There is promise in using this approach in subject groups, such as the preterm-born young adults in this study. Our approach reduces the impact of partial volume on measuring the properties of the fornix. The lower MD we measured for both subjects and controls is in accord with this. The higher FA values suggest that we are able to measure the diffusion in the highly-anisotropic region of the fornix with less impact from the surrounding cerebrospinal fluid. While this is not a conclusive result, due to the small number of subjects, it is a promising sign. There is some evidence from both methods that preterm-born adults have lower FA in the fornix than controls, which is congruent with the known result that preterm-born adults exhibit lower FA values in white matter.

While there are a range of biophysical compartment models in use in diffusion imaging, most of these rely on multi-shell data to fit compartments in each voxel, or else have to heavily restrict the available parameters. We circumvent this by fitting on a per-tissue basis, by using information from a structural segmentation.

Another way to calculate diffusion parameters would be using super-resolution techniques. Image Quality Transfer [8] uses a machine-learning approach to super-resolve the diffusion data from diffusion tensors. For this particular method, it is unclear how generalisable the approach is without high-resolution training data from each scanner in use. Our validation only used 12 diffusion volumes, and no training data, which renders the method suitable to past datasets.
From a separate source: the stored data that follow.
PR #573, opened 2017-12-12
Add LogDNA provider

### LINKED ISSUE #569: Add LogDNA configuration to Cloud logging page
Add a section to [External Log Destinations](https://docs.citusdata.com/en/v7.1/cloud/logging.html#external-log-destinations). The settings we want are listed here - https://docs.logdna.com/docs/syslog-ng

begriffs:
@lfittl I tested this on LogDNA and the logs go through.

Couple notes:

* IETF did not work, I need to use BSD so that our syslog conf file had `network()` in its destination section.
* If you were copying-pasting-modifying a message template from another provider in our docs, you might have gotten a directional quote (`”` vs `"`) because Sphinx converted it. That messed me up until I saw the weird unicode escape code in the syslog conf. This pull request wraps all the templates in code boxes to prevent Sphinx from interpreting the quote.

Fixes #569


begriffs:
@lfittl does this look good to merge?

lfittl:
@begriffs If you tested it and it works then +1 on merging it.

PR #574, opened 2017-12-13
setrandom is deprecate in postgres 9.6

chaintng:
In postgres 9.6, they deprecate \setrandom command
They suggest to use built-in random(x,y) function

reference: https://www.postgresql.org/docs/9.6/static/release-9-6.html


begriffs:
Thanks for the contribution!

However someone else recently noticed the same problem and send a fix in #549, which has been merged.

We show that it is feasible and possible to estimate diffusion parameters for regions that are small on the scale of diffusion MRI. In large, contiguous regions we achieved the same results as for the classical approach, of thresholding and averaging. We used the fornix as a region of interest to show that our approach was able to recover diffusion parameter estimates consistently, when the classical approach failed. Although results were good in the fornix, the model would have to be extended significantly to cope with geometry such as crossing fibres.
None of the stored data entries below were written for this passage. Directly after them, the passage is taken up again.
PR #584, opened 2018-01-03
Misc updates for recursive query planning

### LINKED ISSUE #571: Document new recursive query planner

Citus is adding a new query planning mode for Improved SQL support of subqueries and CTEs.

Recursive execution allows new queries, but sometimes isn't a good choice for performance. When the subquery returns too much information, the network overhead to send it to the coordinator can be too high. We want to help people determine if this is the case, and if so modify the query to be router executable if possible. Include examples of a slow recursive executor query and its modification.

### Docs changes needed

* Adjust workarounds section
  * Remove https://docs.citusdata.com/en/v7.1/reference/sql_workarounds.html#subqueries-in-where
  * Just wrap local table in subquery/CTE https://docs.citusdata.com/en/v7.1/reference/sql_workarounds.html#join-a-local-and-a-distributed-table
  * https://docs.citusdata.com/en/v7.1/reference/sql_workarounds.html#window-functions
    * No change for this one. Still requires the workaround.
  * Test and remove section https://docs.citusdata.com/en/v7.1/reference/sql_workarounds.html#data-warehousing-queries
    * The Citus on my system which identifies itself as `7.2-3` is still unable to partition a window function on a non-distribution column. Tried moving that part into a subquery but got the same error, so leaving this section unchanged.
  * Add sections for features where router query workaround exists with perf implications. **Question**: I can see how filtering a query for router execution will make it work, but why are there "perf implications?" Seems like it would run quickly, albeit limiting information to a single tenant.
    * Aggregate distinct other than count(distinct), for instance sum(distinct) and avg(distinct)
    * array_agg with ORDER BY
    * window functions on non-partition keys
* Expand claims in SQL coverage section https://docs.citusdata.com/en/v7.1/reference/citus_sql_reference.html
  * Reverse the section: it's much shorter now to list the things we *don't* support than those we *do*.
    * Correlated subqueries (that are not pushdownable)
    * Recursive/modifying CTEs
    * Table sample
    * SELECT … FOR UPDATE
    * Grouping sets
    * There are a few exceptional combinations of CTEs and subqueries that do not yet work. However they eventually will. Do we document them now or just wait?
* Query Processing https://docs.citusdata.com/en/v7.1/performance/query_processing.html
  * Add the router executor
  * Show how executors can be mixed with recursive planning and their intermediate results brought together as short-lived reference tables
  * Give an outline of how Citus decides which execution strategy to use
    * Like, "first it tries to push down, and if it can't then … Finally the logic applies recursively to CTEs and subqueries"
* https://docs.citusdata.com/en/v7.1/performance/performance_tuning.html
  * Talk about discovering and fixing bottlenecks that are due to inadvertent use of recursive planning
  * Where the recursive planner *is* required, talk about limiting/filtering in ctes/subqueries when possible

The presented approach achieves close-to gold-standard results with minimal processing time and requirements for the diffusion acquisition. This is because we aggregate data from all voxels in which a particular tissue is present, even in part. This type of approach fits conceptually with more sophisticated, multi-compartment models, in its representation of a voxel’s signal as coming from multiple sources.

In this work, we proposed a method to extract diffusion tensor parameters from tissue that has partial volume. We have validated the method using high-quality data from the HCP, and applied it in a new cohort of clinical interest.